Time for goodbye again

I’m hesitant to eulogize Tyler Murphy yet again as it’s been done in each successive column this week, but I’d be remiss if I didn’t mark the auspicious occasion in some way.
Actually, we’ll be marking it in our own way down at Fred’s in a few hours, but I digress ...
Having two-plus decades under my journalistic belt here at The Evening Sun, I’ve seen a lot of reporters come and go. I’m not sure what’s changed in the last few years, but that revolving door has slowed quite a bit – there was a time when it was a rarity for me to keep an editorial staff intact for more than a year at a time.
But today, Tyler breaks up our happy little family, after five-ish years at our newspaper, to follow a new path in Albany. The newsroom bonds formed will be torn asunder, only to form anew once Reporter X (I suppose I should get around to hiring someone, eh?) succeeds him. We’re a small, close-knit group here, forged into a team by a single common goal: Friday lunch. Err, the Pursuit of Truth! Yeah, that’s what I meant. It will take a while before we figure out where Reporter X fits in, where his or her talents are best put to use, how he or she will mesh with our eccentric little coterie. Just ask poor Brian, who we still refer to as “New Guy” after almost two years.
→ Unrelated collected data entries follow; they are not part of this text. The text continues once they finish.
PR #165, opened 2024-07-25
fix: add new client scope

UnicornChance:
## Description
Create an optional Client Scope for including only the child group name and excluding all hierarchical group paths. 

The new client scope is called `bare-groups` and it creates a token claim called `bare_groups`. This scope is optional, meaning it will not come default with clients, we still want to encourage the use of the full.path group called `groups` that is in the `profile` client scope. 

There is a potential risk if using only the new `bare_groups` for user authorization because there can technically be two different child groups called `ADMIN` and by removing the parent group structure those two child groups would be identical. An easy solution for this is to implement the use of [group authorization](https://uds.defenseunicorns.com/core/configuration/uds-operator/#package) that uses the `group` full.path to verify a user has access to the given application.

## Related Issue

Fixes [#603](https://github.com/defenseunicorns/uds-core/issues/603)

## Type of change

## Checklist before merging

### DIFF
--- a/src/realm.json
+++ b/src/realm.json
@@ -1252,6 +1252,35 @@
             ]
         },
         {
+            "id": "1962f32a-2c09-4ce0-8677-6f6776768d24",
+            "name": "bare-groups",
+            "description": "A client scope providing only the simplified, non-hierarchical group names.",
+            "protocol": "openid-connect",
+            "attributes": {
+                "include.in.token.scope": "true",
+                "display.on.consent.screen": "true",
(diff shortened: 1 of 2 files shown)


rjferguson21 (approved):
Looks good.

rjferguson21:
In flight discussion happening in https://github.com/defenseunicorns/uds-core/issues/603

UnicornChance:
Closing this PR in favor of #175

PR #171, opened 2024-07-30
feat: creation of event listener

UnicornChance:
## Description
New Event Listener for keycloak events to log in json format for easier consumption by grafana or other observability applications.

Moved existing event listener into a director for event listeners. Created new json log event listener.

Json-log-event-listener-grafana-example

Also removed the jboss-logging event listener from realms.

## Related Issue

Fixes [#522](https://github.com/defenseunicorns/uds-core/issues/522)

## Type of change

## Checklist before merging


src/plugin/src/main/java/com/defenseunicorns/uds/keycloak/plugin/eventListeners/JSONLogEventListenerProvider.java
```diff
@@ -0,0 +1,71 @@
...
+                .withZone(ZoneOffset.UTC)
+                .format(instant);
+
+        // Create a new ObjectNode for ordered fields
+        ObjectNode jsonMessage = objectMapper.createObjectNode();
+
+        // Add fields in the desired order
+        jsonMessage.put("timestamp", formattedTime);
+        jsonMessage.put("loggerName", "uds.keycloak.plugin.eventListeners.JSONLogEventListenerProvider");
+        jsonMessage.put("level", "DEBUG");
```
rjferguson21, line 56: I'm open to other opinions here but IMO we should just drop the log level.  I think it would only be confusing for folks since we're not actually using the logger.

UnicornChance: yeah i think that's fair.

src/plugin/src/main/java/com/defenseunicorns/uds/keycloak/plugin/eventListeners/JSONLogEventListenerProvider.java
```diff
@@ -0,0 +1,70 @@
...
+        while (fields.hasNext()) {
+            Entry<String, JsonNode> field = fields.next();
+            jsonMessage.set(field.getKey(), field.getValue());
+        }
+
+        return jsonMessage;
+    }
+
+    private JsonNode convertAdminEventToJson(AdminEvent adminEvent) {
+        return objectMapper.valueToTree(adminEvent);
```
rjferguson21, line 67: Are we not logging the same metadata for Admin events?

src/plugin/src/main/java/com/defenseunicorns/uds/keycloak/plugin/eventListeners/JSONLogEventListenerProvider.java
```diff
@@ -0,0 +1,70 @@
...
+        String formattedTime = DateTimeFormatter.ofPattern("yyyy-MM-dd'T'HH:mm:ss.SSSSSSSSSX")
+                .withZone(ZoneOffset.UTC)
+                .format(instant);
+
+        // Create a new ObjectNode for ordered fields
+        ObjectNode jsonMessage = objectMapper.createObjectNode();
+
+        // Add fields in the desired order
+        jsonMessage.put("timestamp", formattedTime);
+        jsonMessage.put("loggerName", "uds.keycloak.plugin.eventListeners.JSONLogEventListenerProvider");
```
rjferguson21, line 55: Can we add another property to both types of events,  but would distinguish which type they where? 

So maybe eventType: "USER" / "ADMIN"?

src/plugin/src/main/java/com/defenseunicorns/uds/keycloak/plugin/eventListeners/JSONLogEventListenerProvider.java
UnicornChance: similar to your other comment was leaving the admin events untouched as a differentiator but definitely see the use case for them being formatted similarly. Updated.

src/plugin/src/main/java/com/defenseunicorns/uds/keycloak/plugin/eventListeners/JSONLogEventListenerProvider.java
UnicornChance: similar to your other comment was leaving the admin events untouched as a differentiator but definitely see the use case for them being formatted similarly. Updated.

PR #184, opened 2024-08-05
chore: update docs

UnicornChance:
## Description
Need to update docs for all the new plugins that have been created over the past weeks. 

Critically, i'm not sure if we should document all of them the way i have it now. For example the `CustomGroupPathMapper` maybe should be undocumented to remove confusion and limit its use. 

## Type of change

- [ ] Bug fix (non-breaking change which fixes an issue)
- [ ] New feature (non-breaking change which adds functionality)
- [x] Other (security config, docs update, etc)

## Checklist before merging

- [x] Test, docs, adr added or updated as needed
- [x] [Contributor Guide Steps](https://github.com/defenseunicorns/uds-template-capability/blob/main/CONTRIBUTING.md)(https://github.com/defenseunicorns/uds-template-capability/blob/main/CONTRIBUTING.md#submitting-a-pull-request) followed

PR #185, opened 2024-08-05
feat: new aws mapper

### LINKED ISSUE #181: feat: add Custom Group Mapper
### Is your feature request related to a problem? 
When leveraging Keycloak as a SAML IdP for some AWS services, there isn't a great way to do fine grained permissions due to how AWS requires groups to be passed in and what our IdP is able to do.

- **Given** a Keycloak SAML client is created for an AWS managed service
- **When** a user authenticates leveraging that client 
- **Then** I can pass in a user's group attributes in a way that AWS can leverage them

### Describe alternatives you've considered
- Open a support case with AWS requesting additional SAML capabilities on the SP side
- Create multiple clients per granular capability / AWS accounts and hard code a group attribute to each

### Additional context
[Link to required group format](https://docs.aws.amazon.com/appstream2/latest/developerguide/application-entitlements-saml.html#:~:text=where%20%7BTagKey%7D%20is%20one%20of%20the%20following%20attributes%3A) "group1:group2:group3"

This will reduce complexity/ manual configuration and improve user experience. At our current small scale, we need six clients and urls for users to interact with. With this capability enabled we can reduce that by 60% (one per account/managed service).

For future scale, this exponentially provides a much better user experience. I am unsure if this would be useful in other contexts.

UnicornChance:
## Description
New Client Scope mapper for formatting users groups to be usable for AWS AppStream. 

New Optional Client Scope that creates the custom groups claim called `aws-groups` in the format requested. Unit tests covering large amounts of new code. Image below demonstrating the new claim.

aws-group-mapper

Moved the groups claim variable to common to be used via both group mappers we are now maintaining.

[follow on PR](https://github.com/defenseunicorns/uds-identity-config/pull/184) for more documentation, creating separately so this PR doesn't get caught up in details around what that looks like. 

## Related Issue

Fixes #181 
Relates to #184 ( docs update )

## Type of change

## Checklist before merging


ntwkninja (approved):
lgtm

rjferguson21 (approved):

src/realm.json
```diff
@@ -1633,6 +1633,25 @@
...
+            },
+            "protocolMappers": [
+                {
+                    "id": "a87cb1d0-214b-4e92-8b93-562efb69f36d",
+                    "name": "aws-groups",
+                    "protocol": "saml",
+                    "protocolMapper": "aws-saml-group-mapper",
+                    "consentRequired": false
+                }
+            ]
```
mjnagel, line 1654: If we do want to pull this into the baseline (open question I think) I would lean towards not adding this into the realm given that we don't expect this default one to be used by known asks for it.

mjnagel (approved):
LGTM, noting the follow-on PR to document this and the other features to ensure they are more discoverable.

mjnagel (commented):
Tiny comment on the PR title/merge commit - this might be a feat or chore at least? Doesn't feel like a fix.

PR #271, opened 2024-12-02
feat: expose timeouts

UnicornChance:
## Description

A request was made so that we can expose the keycloak timeouts to be overridden for demo purposes. Update exposes access token lifespan and sso session idle timeout. To be clear, these values still maintain the same defaults and uds-core will not be updating the values we use out of the box in our bundles. 

Add the exposed environment variables in the example customization doc as well. 

## Type of change

## Checklist before merging


noahpb (dismissed):

src/realm.json
```diff
@@ -5,8 +5,8 @@
     "displayNameHtml": "Identity Service",
     "notBefore": 0,
     "defaultSignatureAlgorithm": "RS256",
-    "revokeRefreshToken": false,
-    "refreshTokenMaxReuse": 0,
+    "revokeRefreshToken": true,
+    "refreshTokenMaxReuse": 1,
```
mjnagel, line 9: Should we document this in our realm/identity config upgrade doc (https://github.com/defenseunicorns/uds-identity-config/blob/main/docs/reference/UDS%20Core/IdAM/upgrading-versions.md)?

Sidenote I also realized our docs links on the readme are currently broken ([here](https://github.com/defenseunicorns/uds-identity-config/blob/main/README.md#customizing-uds-identity-config) and [here](https://github.com/defenseunicorns/uds-identity-config/blob/main/README.md#upgrading-identity-config)).

Issue #280, opened 2024-12-04
Allow disabling username/password authentication for master realm


mjnagel:
Identify a path forward for completely disabling user/pass based auth on the master realm (i.e. if I want to enforce CAC only authentication).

Although I lost a few reporters here and there (they’re probably around here someplace) during my first few years as editor, I remember the first truly devastating departure for me personally was when Karen Bergamo (now Moore) left near the end of the 90s. “I can’t do this without you,” I remember telling her as we hugged goodbye in the Lackawanna Avenue parking lot. Even the late Kathy O’Hara shed a tear over that one. And yet, on the following Monday morning, we put out another edition and the local news business marched on. That’s how we roll; the news waits for no man, I always say.
There have been countless goodbye scenes since then, and it never gets any easier (except when their exits are sudden and not of their own volition; that’s always fun). “So many faces in and out of my life; some will last, some will just be now and then,” Billy Joel once sang. Indeed, I’ve been largely blessed with a tremendous amount of talent, dedication and friendship in The Evening Sun newsroom over the years, and I’m grateful, at least in some way, for each and every one of them. For a time, they toiled under our banner, and their blood, sweat and tears changed the fabric of this ever-evolving product forever.
So today Tyler, my friend and colleague, joins the legion of Evening Sun Reporters Past – Karen, Jude, Nicole, Jessica, Mike, Christian, Sean, Barb, Stacey, Dave, Jeff, Katie, Jill, Vince, and 30-some others – who gave their all and left their mark on Chenango County’s Hometown Daily. Most were good employees. Many were good reporters. Others were good friends. A select few were all three.